In simulations, Homa’s latency is roughly equal to pFabric and significantly better than pHost, PIAS, and NDP for almost all message sizes and workloads. Homa can also sustain higher network loads than pFabric, pHost, or PIAS.
-----
Our implementation of Homa achieves 99th percentile round trip latencies less than 15 μs for small messages at 80% network load with 10 Gbps link speeds, and it does this even in the presence of competing large messages. Across a wide range of message sizes and work- loads, Homa achieves 99th percentile latencies at 80% network load that are within a factor of 2–3.5x of the minimum possible latency on an unloaded network. 

Homa倾向于为short messages设计。

0x01 KEY IDEAS

Homa的设计有4个key design principles :

(i) transmitting short messages blindly;

(ii) using in-network priorities;

(iii) allocating priorities dynamically at receivers in conjunction with receiver-driven rate control;

(iv) controlled overcommitment of receiver downlinks.

Homa这么设计出于一下的考虑:

1. There is no time to schedule every packet. 

特别在意延时的情况下,schedule带来的延时都不可以接受。所以有了principle 1。
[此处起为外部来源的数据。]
PR #5, opened 2015-09-13
JS Unit Tests & JSHint, using Jasmine

antoviaque:
Adds unit tests for the JS code, and a linter check (JSHint). Run via jasmine in the browser (see `make test_js_web` and then go to http://localhost:8888/ ) for debugging, or in a CI manner via selenium and `jasmine-ci` (see `make test_js`).


instance/tests/js/helpers/restangular.js
```diff
@@ -0,0 +1,47 @@
...
+                  "restangularized", "several", "oneUrl", "allUrl", "fromServer",
+                  "getParentList", "save");
+};
+
+
+// Apply "sanitizeRestangularOne" function to an array of items
+jasmine.sanitizeRestangularAll = function(items) {
+    return _.map(items, function(value, index) {
+        return jasmine.sanitizeRestangularOne(value);
+    });
```
smarnach: Nit: This looks like it is equivalent to 

    return _.map(items, jasmine.sanitizeRestangularOne);

instance/static/js/src/instance.js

2. Buffering is a necessary evil.

没有一个protocol在没有导致buffering的同时实现low latency,讽刺的是,buffering又会带来latency。buffer,latency,throughput,欢喜冤家,emmmmmmm这里是不是可以写一本书了。

3. In-network priorities are a must. 

由于上一条,为了减少延时,不同的packet区分处理能获得一些效果。这个方法在很多类似的protocol中都有使用。这样就有了principle 2.
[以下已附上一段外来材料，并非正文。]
PR #7, opened 2015-09-21
Logging Management - Use Custom Logging Handlers

antoviaque:
Use LoggerAdapters to attach standard logger functions to given objects, and a dedicated LoggingHandler to route the incoming log messages to the database & client display.


instance/migrations/0025_auto_20150920_0907.py
```diff
@@ -0,0 +1,36 @@
...
+        ('instance', '0024_auto_20150911_2304'),
+    ]
+
+    operations = [
+        migrations.CreateModel(
+            name='GeneralLogEntry',
+            fields=[
+                ('id', models.AutoField(serialize=False, auto_created=True, verbose_name='ID', primary_key=True)),
+                ('created', django_extensions.db.fields.CreationDateTimeField(default=django.db.models.fields.NOT_PROVIDED, verbose_name='created', auto_now_add=True)),
+                ('modified', django_extensions.db.fields.ModificationDateTimeField(auto_now=True, default=django.db.models.fields.NOT_PROVIDED, verbose_name='modified')),
```
mtyaka: @antoviaque All LogEntry models have a `modified` field. Do we ever expect log entries to be modified after they are created? I would expect log entries to be immutable.

instance/migrations/0025_auto_20150920_0907.py
```diff
@@ -0,0 +1,36 @@
...
+            ],
+            options={
+                'verbose_name_plural': 'General Log Entries',
+            },
+            bases=(instance.models.utils.ValidateModelMixin, models.Model),
+        ),
+        migrations.AlterField(
+            model_name='openedxinstance',
+            name='base_domain',
+            field=models.CharField(default='plebia.net', max_length=50),
```
mtyaka: @antoviaque Why is the `plebia.net` default set at the database level?

instance/models/instance.py
```diff
@@ -134,6 +152,68 @@ def status(self):
...
+        return {'instance_id': self.pk}
+
+    @staticmethod
+    def on_post_save(sender, instance, created, **kwargs):
+        """
+        Triggered by the post_save event, with `created` a boolean indicating if the object was just
+        created in the DB
+        """
+        self = instance
+        self.update_logger()
```
mtyaka: @antoviaque `self = instance; self.update_logger()` is a bit confusing. `instance.update_logger()` would make more sense to me.

instance/models/instance.py
```diff
@@ -134,6 +152,68 @@ def status(self):
...
+
+    def update_logger(self):
+        """
+        Start referencing the instance in logs once the DB entry exist
+        """
+        if self.pk is not None:
+            self.logger = InstanceLoggerAdapter(logger, {'obj': self})
```
mtyaka: @antoviaque Having to call `update_logger` feels dirty to me. I would prefer if `self.logger` was always created in the `__init__` method, with `'obj'` set to `self`, regardless of whether the object has been saved to the database yet. The `if self.pk is not None` checks could be moved to the logger adapters instead (`DBHandler` already does that).

instance/models/instance.py
```diff
@@ -134,6 +152,68 @@ def status(self):
...
+
+        while instance_log_entry is not None:
+            log_text += '{}\n'.format(instance_log_entry)
+            instance_log_entry = next_instance_log_entry()
+
+        while server_log_entry is not None:
+            log_text += '{}\n'.format(server_log_entry)
+            server_log_entry = next_server_log_entry()
+
+        return log_text
```
mtyaka: @antoviaque This method makes me wonder whether spreading the logs over multiple tables is the best approach. It might be worth considering having a single `log_entries(created, level, text, instance, server)` table where `server` and `instance` could be `NULL`.

instance/logger_adapter.py
```diff
@@ -0,0 +1,56 @@
...
+
+class InstanceLoggerAdapter(logging.LoggerAdapter):
+    """
+    Custom LoggerAdapter for Instance objects
+    Include the instance name in the output
+    """
+    def process(self, msg, kwargs):
+        msg, kwargs = super().process(msg, kwargs)
+
+        if self.extra.get('obj', None):
```
mtyaka: @antoviaque As mentioned in the model class, I would prefer if `obj` was always defined. Here we would check for `obj.pk` instead, or perhaps even better only check whether `obj.sub_domain` is present - logging the subdomain could be helpful even if  the object hasn't been saved to the database yet.

instance/migrations/0025_auto_20150920_0907.py
antoviaque: @mtyaka This comes from the `TimeStampedModel` mixin from [Django extensions](http://django-extensions.readthedocs.org/en/latest/model_extensions.html), it's present on all models. Log entries aren't expected to change, no, but the field doesn't seem harmful either - creating a new mixin without the modified field to replace https://github.com/django-extensions/django-extensions/blob/199e659fd8339d09e809d257f485eeda1b7f9e93/django_extensions/db/models.py#L19 might be more trouble that it's worth.

instance/migrations/0025_auto_20150920_0907.py
antoviaque: @mtyaka Hmm, true - this seem to be because of https://github.com/open-craft/opencraft/blob/8a4ce6f5ac23f05ba668991c7b2885f5c5550d3c/instance/models/instance.py#L91 . I think that still does the right thing (load the default from local settings on each instance), but this does confuse the autogenerated migrations. Not sure what would be a better approach here - setting the default to `None` could work too, but then that requires to handle that case to replace it with the default setting when null every time the field is accessed.

instance/models/instance.py
antoviaque: @mtyaka Except that `instance` here doesn't have the meaning that it appears to have - the `on_post_save()` args need to match https://docs.djangoproject.com/en/1.8/ref/signals/#post-save - ie `instance` refers to being an instance of the model, not an `OpenEdXInstance` or `Instance` from the current file. This gets really confusing for the `Server` model, which had https://github.com/open-craft/opencraft/blob/8a4ce6f5ac23f05ba668991c7b2885f5c5550d3c/instance/models/server.py#L148 before this PR. I thought assigning it to `self` made things more obvious, and applied the pattern here too for consistency. Do you think it's a bad idea?

instance/models/instance.py
antoviaque: @mtyaka Good point, that's better - will do.

instance/models/instance.py
antoviaque: @mtyaka True, that might be better - we'll still need different types of log entries, and that might make it harder to have a clean pattern for matching an object to its corresponding log entry object though. I'll have a closer look.

instance/migrations/0025_auto_20150920_0907.py
mtyaka: @antoviaque Oh, I see... It's not worth it then, the field doesn't do any harm.

instance/migrations/0025_auto_20150920_0907.py
mtyaka: @antoviaque Setting to `None` would be my preferred solution. Rather then checking for null every time the field is accessed, I would set the field to the default value (if not already set to something else) right before saving. I am not sure how easy or idiomatic doing that is in django (perhaps using a `pre_save` signal?).

instance/models/instance.py
mtyaka: @antoviaque Ah, I didn't think of that! I checked django docs before reading further, so I know what `instance` means, but yeah I can definitely see why the name `instance` can be confusing :)
The `self = instance` bit is also confusing, though. In the server class you could maybe just name the parameter `server` instead of `instance`:

    def on_post_save(sender, server, created, **kwargs):
        ...

antoviaque: @mtyaka Yup, that was what I first tried, but there seem to be some argument manipulation going on, Django was choking on a missing instance attribute when I changed it there. If you see something else I can try to avoid the `self = instance` line, I'd be happy to - I'm not particularly happy about it either.

instance/migrations/0025_auto_20150920_0907.py
antoviaque: @mtyaka Good idea - I've done that: https://github.com/open-craft/opencraft/commit/e1eb7dc06ee9b72dfa6f22012e59653d4798e38c

instance/logger_adapter.py
antoviaque: @mtyaka Done - you're right about checking `obj.sub_domain` instead, that's better.

instance/models/instance.py
antoviaque: @mtyaka I'm not sure about this change. On on side it looks better, having a unique table makes things simpler - it avoids the type of logic we're seeing here, and would allow to group 3 different types of objects into one. But on the other side, it makes some parts harder to evolve - for example, if we add a new (different) type of server, like say an `AWSServer`, we have to create a brand new table, or add a superfluous column. Same thing with adding different types of instances. Or simply if we want to add DB logging for another object - it will be harder to share the internal plumbing.

You might end up being right, but I'd like to see how we are going to deal with things like https://opencraft.uservoice.com/forums/280754-opencraft/suggestions/9937191-self-deployment or https://opencraft.uservoice.com/forums/280754-opencraft/suggestions/9942105-add-support-for-aws-servers before deciding to change.

antoviaque:
@mtyaka I've also rebased to stay in sync with the other recent changes on master. This should be ready for another pass.

instance/models/instance.py
mtyaka: @antoviaque I agree it makes sense to wait for the code to evolve a bit before deciding whether the proposed change is actually the way to go.

mtyaka:
@antoviaque Looking good :+1:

4. Making best use of limited priorities requires receiver control.

简而言之就是recevier控制更加好。

5. Receivers must allocate priorities dynamically.

Homa 使用Receivers动态分配优先级的方式解决了之前类似协议的一些问题(pHost ),比如large的messag使用高优先级带来的问题,只使用一种优先级可能导致的delay。这样就有了principl 3。

6. Receivers must overcommit their downlink in a controlled manner.

为了解决一些情况下链路利用率低的问题,比如一个sender项多个recevier发送数据(注意Homa使用的是receiver控制的传输方式)。为了解决这个问题,一个receiver可以过量使用downlink,比如同时给几个sender发送可以向receiver发送数据的grants。这样可能造成packet queuing ,但是对于提高利用率来说是必要的。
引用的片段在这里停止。